> _Exercise_: Your task is to find every line of the listing that includes "reference" and copy it.

━━━━━━━━━━━━━━━━━━━━━━━━━━━━━━

PR #948, opened 2018-11-21
Avoid sending messages to procs that have finalized

rhc54:
Ensure we mark that a proc has finalized. Check the finalized flag prior
to each message sent from server to client


rhc54:
Fixes https://github.com/pmix/prrte/issues/109

PR #949, opened 2018-11-21
Report events only to members of the failed procs nspace

rhc54:
Flag the event for non-default event handlers. Include the affected proc's ID.

### DIFF
--- a/src/event/pmix_event.h
+++ b/src/event/pmix_event.h
@@ -192,15 +192,22 @@ void pmix_event_timeout_cb(int fd, short flags, void *arg);
             ch = PMIX_NEW(pmix_event_chain_t);                                      \
             ch->status = (e);                                                       \
             ch->range = (r);                                                        \
-            pmix_strncpy(ch->source.nspace,                                        \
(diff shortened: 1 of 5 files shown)


rhc54:
@jjhursey I believe this will fix your problem

jjhursey:
Thanks @rhc54 We will give it a try.

jjhursey:
I backported this to the 2.2 branch and tested the original reproducer there, and this PR fixed the issue. Thanks!

The test case was:
 1. Launch the RM
 2. Launch a job that calls PMIx_Abort (or terminates abnormally) in one of the ranks (call this Namespace A)
 3. Once Namespace A is complete, launch another job that would complete successfully (call this Namespace B)

The problem was that Namespace B would abort because it received the event from Namespace A, which was cached. With this PR Namespace B (and all following) worked correctly.

rhc54:
@jjhursey I'll leave it to you to backport this PR, then. Thx for confirmation!

jjhursey:
Yep. I'll work on that on Monday when I'm back in the office.

PR #953, opened 2018-11-27
Add process set name key

rhc54:


rhc54:
Looks like the Mellanox jenkins tests are out-of-sync with the code base.

PR #959, opened 2018-11-30
Ensure the tracker is marked for lost connection

rhc54:


src/mca/ptl/base/ptl_base_sendrecv.c
```diff
@@ -126,7 +127,6 @@ void pmix_ptl_base_lost_connection(pmix_peer_t *peer, pmix_status_t err)
                 /* if there are other participants waiting for a response,
                  * we need to let them know that this proc has disappeared
                  * as otherwise the collective will never complete */
-                trk->lost_connection = true;  // mark that a peer's connection was lost
```
ggouaillardet: should you move the comments right above altogether with the single line of code ?

rhc54: I don't think so - the following check includes a comment about nobody waiting, and the check after that is to take care of the case where other participants are waiting. So I think the comments are okay where they are.

PR #963, opened 2018-12-04
Use fastpath to get keys without thread shifting, if supported by GDS

karasevb:

### DIFF
--- a/src/client/pmix_client_get.c
+++ b/src/client/pmix_client_get.c
@@ -105,10 +105,8 @@ PMIX_EXPORT pmix_status_t PMIx_Get(const pmix_proc_t *proc,
                         (NULL == key) ? "NULL" : key);
 
     /* try to get data directly, without threadshift */
-    if (PMIX_LIKELY(true == pmix_client_globals.get_fastpath)) {
-        if (PMIX_SUCCESS == (rc = _getfn_fastpath(proc, key, info, ninfo, val))) {
-            goto done;
-        }
+    if (PMIX_SUCCESS == (rc = _getfn_fastpath(proc, key, info, ninfo, val))) {
+        goto done;
     }
 
     /* create a callback object as we need to pass it to the
@@ -500,6 +498,7 @@ static pmix_status_t _getfn_fastpath(const pmix_proc_t *proc, const pmix_key_t k
         for (n=0; n < ninfo; n++) {
             if (0 == strncmp(info[n].key, PMIX_DATA_SCOPE, PMIX_MAX_KEYLEN)) {
                 cb->scope = info[n].value.data.scope;
+                break;
             }
         }
     }
--- a/src/client/pmix_client_get.c
+++ b/src/client/pmix_client_get.c
@@ -5,7 +5,7 @@
  *                         and Technology (RIST). All rights reserved.
  * Copyright (c) 2014      Artem Y. Polyakov <artpol84@gmail.com>.
  *                         All rights reserved.
- * Copyright (c) 2016      Mellanox Technologies, Inc.
+ * Copyright (c) 2016-2018 Mellanox Technologies, Inc.
  *                         All rights reserved.
  * Copyright (c) 2016      IBM Corporation.  All rights reserved.
  * $COPYRIGHT$
@@ -75,6 +75,12 @@ static void _getnb_cbfunc(struct pmix_peer_t *pr,
 
 static void _value_cbfunc(pmix_status_t status, pmix_value_t *kv, void *cbdata);
 
+static pmix_status_t _getfn_fastpath(const pmix_proc_t *proc, const pmix_key_t key,
+                                     const pmix_info_t info[], size_t ninfo,
+                                     pmix_value_t **val);
+
+static pmix_status_t process_values(pmix_value_t **v, pmix_cb_t *cb);
+
 
 PMIX_EXPORT pmix_status_t PMIx_Get(const pmix_proc_t *proc,
                                    const pmix_key_t key,
@@ -98,6 +104,13 @@ PMIX_EXPORT pmix_status_t PMIx_Get(const pmix_proc_t *proc,
                         (NULL == proc) ? PMIX_RANK_UNDEF : proc->rank,
                         (NULL == key) ? "NULL" : key);
 
+    /* try to get data directly, without threadshift */
+    if (PMIX_LIKELY(true == pmix_client_globals.get_fastpath)) {
+        if (PMIX_SUCCESS == (rc = _getfn_fastpath(proc, key, info, ninfo, val))) {
+            goto done;
+        }
+    }
+
     /* create a callback object as we need to pass it to the
      * recv routine so we know which callback to use when
      * the return message is recvd */
@@ -116,6 +129,7 @@ PMIX_EXPORT pmix_status_t PMIx_Get(const pmix_proc_t *proc,
     }
     PMIX_RELEASE(cb);
 
+  done:
     pmix_output_verbose(2, pmix_client_globals.get_output,
                         "pmix:client get completed");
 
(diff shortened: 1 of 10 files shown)


karasevb:
Refs #665

karasevb:
Performance measurements:
- image
- image

src/runtime/pmix_params.c
```diff
@@ -157,6 +157,13 @@ pmix_status_t pmix_register_params(void)
                                        PMIX_INFO_LVL_1, PMIX_MCA_BASE_VAR_SCOPE_ALL,
                                        &pmix_client_globals.base_verbose);
 
+    pmix_client_globals.get_fastpath = true;
+    (void) pmix_mca_base_var_register ("pmix", "pmix", "client", "get_fastpath",
+                                       "Enable fastpath for client get operations",
+                                       PMIX_MCA_BASE_VAR_TYPE_BOOL, NULL, 0, 0,
+                                       PMIX_INFO_LVL_1, PMIX_MCA_BASE_VAR_SCOPE_ALL,
+                                       &pmix_client_globals.get_fastpath);
```
rhc54: I assume this means that the user is declaring their app to be single-threaded? We looked at that case with an eye to removing threadshifting on inbound API calls, but ran into a problem as it still meant that the user's thread might be simultaneously accessing an object inside PMIx while the PMIx progress thread was also accessing it. See #951, #956, and #959 for one thread on the issue.

Seems to me you have some similar issues here. Even if you proposed code path stays inside the user's thread, you still have the problem of the PMIx progress thread touching overlapping code paths (e.g., in the dstore) stemming from requests for GDS data from other parts of the of the user's code. For example, a call to ```PMIx_Query_info_nb```.

I'm honestly not sure I see how we could make this code path work without turning "off" the PMIx internal progress thread - which would almost certainly break quite a few things.

artpol84: No, users are not required to be single-threaded. Dstore protects it's state.

artpol84: PMIx progress thread will also be protected with locks.

artpol84:
@rhc54 
> I believe this violates the Standard -you cannot execute the callback function prior to returning from the API. 
Can you provide the motivation for this restriction?

artpol84:
Here is what I found in the standard:

>\item \refconst{PMIX_SUCCESS} indicating that the request has been accepted for processing and the provided callback function will be executed upon completion of the operation
\item a non-zero \ac{PMIx} error constant indicating a reason for the request to have been rejected. In this case, the provided callback function will \emph{not} be executed
\end{itemize}
> If executed, the status returned in the provided callback function will be one of the following constants:

The only issue I see here is the word "will"

>The callback function will be executed once the specified data becomes available from the identified process and retrieved by the local server.
The \argref{info} array is used as described by the \refapi{PMIx_Get} routine.

No conflict here.

jjhursey:
From teleconf:
 - The problem is when calling the callback from inside the function - if the callback makes a call into the PMIx library (e.g., another `PMIx_Get`) then you need to be careful about exceeding the stack limit.
 - Suggestion: Move the fast path option to the blocking `PMIx_Get` to avoid the callback issue. Leave the fastpath for nonblocking `PMIx_Get_nb` for future work. We might need to change some semantics to make the nonblocking work.

karasevb:
bot:mellanox:retest

artpol84:
bot:mellanox:retest

karasevb:
Following the suggestion above:
the get fastpath was removed from `PMIx_Get_nb` and added to `PMIx_Get`.

karasevb:
@artpol84 please review the updated version

artpol84:
@rhc54 we changed this PR as we agreed on the call - only blocking PMIx_Get operation can avoid thread shifting for now. Could you take a look once again?

As the future steps to enable non-blocking version to work. In Slurm/pmix plugin I had a similar issue. I solved it by providing an additional flag to the callback that was signaling whether or not the callback is was called immediately.
Here is the implementation for the reference:
https://github.com/SchedMD/slurm/blob/c0fe0b23c0267ed7b4c4a0b32f174ee62f055f77/src/plugins/mpi/pmix/pmixp_coll_tree.c#L321
```C
static void _ufwd_sent_cb(int rc, pmixp_p2p_ctx_t ctx, void *_vcbdata)
```
Here ctx defines the context in which the callback is being called. Can be `REGULAR` of `INLINE`. In this particular callback we decide whether or not to take the lock in this case (though can be solved with recursive locks as well).

rhc54:
As for trying to extend "fastpath" to the non-blocking get operation, I'm not sure I see a mechanism for doing so as we cannot alter the callback function signature. At this point, I'm inclined to declare this as "good enough" until someone comes forward with a compelling use-case for faster get_nb operations. I'm unaware of anyone expressing that need as Spectrum uses blocking "get" calls and is (so far as I know) the only user with a performance issue.

artpol84:
> I'm not sure I understand the purpose of the MCA parameter. If you are declaring components to be thread-safe, then the param seems somewhat unnecessary. Is this provided just as a "safe opt-out" in case this approach winds up causing problems?

Correct

> it looks like there is a new lock being introduced, yes? If so, won't that be incompatible with prior releases of ds12 that don't know anything about that lock? Would it be better to exclude ds12 from the new fastpath - if nothing else, to preserve a "known good" component?

This is an internal lock that is not visible outside of the process (not in the shared memory). So we are changing internal implementation without changing the protocol.

rhc54:
> > it looks like there is a new lock being introduced, yes? If so, won't that be incompatible with prior releases of ds12 that don't know anything about that lock? Would it be better to exclude ds12 from the new fastpath - if nothing else, to preserve a "known good" component?
> 
> This is an internal lock that is not visible outside of the process (not in the shared memory). So we are changing internal implementation without changing the protocol.

I guess I'm confused, then - what is it locking? Since this is a read-only memory in the client, there is no need to lock the dstore from multiple accesses on that end - you only need to lock it if the server is doing an update, yes? In which case, isn't it something the server and client have to share?

artpol84:
A client might need to map new segments into its virtual memory. This has to be an atomic operation with respect to other local threads doing PMIx_Get.

artpol84:
in short: the lock protects client's internal bookkeeping data structures in case of multi-threaded access.

rhc54:
I think I understand. Would it make sense to:

* remove the new mca param and just default to this being used, and

* exclude ds12 from the fastpath?

I suggest this for simplicity for users. We know that ds12 is fine with the thread-shift method, so we always have a fallback position that will work. We offer the faster path for the new component where it might potentially run into problems (though we don't expect it to). If someone encounters problems, then they can always exclude the new component with the existing mca param ```gds=^ds21```

artpol84:
This sounds good to me. We will update and ping you once again.

src/client/pmix_client_get.c
```diff
@@ -473,6 +485,54 @@ static void infocb(pmix_status_t status,
...
+    pmix_cb_t *cb = PMIX_NEW(pmix_cb_t);
+    pmix_status_t rc = PMIX_SUCCESS;
+    size_t n;
+
+    /* scan the incoming directives */
+    if (NULL != info) {
+        for (n=0; n < ninfo; n++) {
+            if (0 == strncmp(info[n].key, PMIX_DATA_SCOPE, PMIX_MAX_KEYLEN)) {
+                cb->scope = info[n].value.data.scope;
+            }
```
rhc54: Could you please put a "break" statement here? There is no point in continuing to cycle thru the directives once you have found the scope.

artpol84:
@rhc54 @jjhursey would it be possible to cherry-pick this to v3.x/v2.x at some point?

rhc54:
Yes - I'll pull it into v3.1 in the morning. I just started working on v2.2 this afternoon, and I'll be sure to pull it over there as well (probably Thurs or Fri)

artpol84:
@rhc54, can you reference corresponding commits here? (For 2.2 & 3.1)

rhc54:
For 3.1, it went in here: https://github.com/pmix/pmix/pull/1001

We haven't done 2.2 yet - it won't be a cherry-pick as things drifted too much. Still working on a path forward there.

PR #966, opened 2018-12-07
 dstor: fix detection of invalidated key

karasevb:
- fix detection of invalidated key
- moved the return code of compare and check flag operations to boolean type


artpol84:
This bug was uncovered in by PR #963.
We updated jenkins and CI should bark now.
Will need this in v3.1 and v2.2

PR #989, opened 2018-12-18
cbdate of first request will be released before all requests are satisfied

dong0321:
retain cbdata for first request, otherwise this memory will be reallocate to other process the memory will rewrite

### DIFF
--- a/src/server/pmix_server_get.c
+++ b/src/server/pmix_server_get.c
@@ -490,6 +490,7 @@ static pmix_status_t create_local_tracker(char nspace[], pmix_rank_t rank,
     if (NULL == lcd){
         return PMIX_ERR_NOMEM;
     }
+    PMIX_RETAIN(cbdata);
     pmix_strncpy(lcd->proc.nspace, nspace, PMIX_MAX_NSLEN);
     lcd->proc.rank = rank;
     lcd->info = info;


src/server/pmix_server_get.c
```diff
@@ -490,6 +490,7 @@ static pmix_status_t create_local_tracker(char nspace[], pmix_rank_t rank,
     if (NULL == lcd){
         return PMIX_ERR_NOMEM;
     }
+    PMIX_RETAIN(cbdata);
```
rhc54: Hold on a second - you cannot do a retain on cbdata as it is a void*, which means you cannot know for certain that it is a PMIX_OBJECT

rhc54: I'm not seeing the code path that is causing a problem. Each peer that requests some info has its own object added to the tracker, and that object has a pointer to the cbdata provided at the time of request. There is nobody releasing it unless the request fails to be accepted.

Can you explain what problem you are actually seeing?

dong0321: The problem is after the first request is added to loc_reqs,  for the following requests' cbdata (cd at pmix_server.c:3071) has the same memory address as the first request's cd , then the loc_reqs context will be changed.  

I will dig more to see why this happens.

rhc54: Yeah, that doesn't sound right at all. We do a PMIX_NEW each time, so hard to see how it comes back with the same address.

dong0321: I think the memory is released somehow and then get reused, i am debugging to see when and where it is released.

rhc54: it will be released when the callback function gets executed and we release the overall object

dong0321: I think it is still in local_reqs list when it is released.

rhc54: ?? Then it would assert, yes? Are you sure you are at the top of master?

dong0321: For the first request if it is not satisfied and then create a local_tracker, this request is added in loc_reqs, if the return value of pmix_server_get (pmix_server.c:3072 ) is not PMIX_SUCCESS, can we do a PMIX_RELEASE(cd) below?

rhc54: Why don't you bring this to the meeting on Thurs so we can discuss it? I'm having trouble following the logic of the problem - I still don't understand how a memory address is being free'd and then reused.

dong0321: Sure

rhc54:
Resolved in a different PR

PR #990, opened 2018-12-19
Enhance group construct for local ops

rhc54:
Detect that a group construct operation involves only local procs and
optimize the operation - override it if a context ID must be assigned.
Allow user to force local-only operation.

Ensure that modex information is returned for non-local operations so
that group members can immediately communicate.


rhc54:
@hjelmn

━━━━━━━━━━━━━━━━━━━━━━━━━━━━━━

> _Solution for this exercise_:
Here is the implementation for the reference:
@rhc54, can you reference corresponding commits here? (For 2.2 & 3.1)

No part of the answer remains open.